On the other hand, bimetallic catalysts, composed of two different metals, are one of the most advanced and efficient types of catalysts52,53,54. These catalysts are widely utilized in complex processes, including hydrogenation, chemical synthesis, and hydrocarbon decomposition. Their varied compositions, adjustable activities, high selectivity, and reliable stability across different operating conditions contribute to their broad applicability29. Additionally, by adjusting the metal ratio and designing an appropriate structure, the bimetallic catalysts can significantly enhance their resistance to phenomena such as poisoning or sintering22. Due to environmental challenges and the necessity for sustainable technologies, bimetallic catalysts are recognized as essential components in creating modern chemical processes, and research in this field is continually growing55.

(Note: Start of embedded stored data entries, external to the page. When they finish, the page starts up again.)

PR #2424, opened 2016-12-22
spec for verifying that DistributedPubSub mediator can be spawned from within child actor in testkit

Aaronontheweb:
http://stackoverflow.com/questions/41249465/how-to-test-distributedpubsub-with-the-testkit-in-akka-net - just wanted to verify if this bug exists or not. My guess is that the end user needed to specify the `ClusterActorRefProvider` in their HOCON configuration


Danthar:
lgtm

This research introduces a new catalyst designed for synthesizing tetrazole derivatives. Our goal is to develop a highly efficient, eco-friendly, and cost-effective method that overcomes the issues of traditional techniques. This work demonstrates the potential of the proposed catalyst to promote sustainable chemical synthesis, highlighting its importance in both academic and industrial settings.

Experimental

Materials and apparatus

All raw materials and solvents used in this research were of the highest quality and purity, obtained from Merck, Fluka, and Sigma-Aldrich chemical companies. The reaction process was accomplished with thin-layer chromatography (TLC) on silica gel 60 F254 plates. The melting points of the synthesized organic compounds were determined using the Thermo Scientific 9200. Fourier transform infrared (FT-IR) spectra were recorded as potassium bromide (KBr) pellets on a Nicolet IMPACT-400 FT-IR spectrophotometer at room temperature in the 4000 and 400 cm−1 range. Proton and carbon nuclear magnetic resonance spectroscopy (1H NMR and 13C NMR) were recorded in CDCl3 and DMSO-d6 solvents with trimethylsilane (TMS) as the internal reference using a Bruker DRX-400 spectrometer to determine the samples’ molecular structure and purity. The X-ray diffraction (XRD) patterns were recorded by Panalytical X’Pert Pro X-ray diffractometer using the standard CuKα radiation (λ = 1.54 Å). The BELSORP-mini II apparatus (Microtrac BEL, Japan) was used to calculate nitrogen adsorption–desorption isotherms and BJH plots at 77 K. Additionally, the magnetic characteristics of the nanocatalyst were investigated using a vibrating sample magnetometer (model VSM 7300, Meghnatis Daghigh Kavir Co., Kashan, Iran) with an applied magnetic field of 15 kOe. This study investigated the surface morphology and local chemical element determination using field emission scanning electron microscopy (FE-SEM) and energy dispersive spectroscopy (EDS) on the Mira 3-XMU apparatus, operating at an accelerating voltage of 15 kV.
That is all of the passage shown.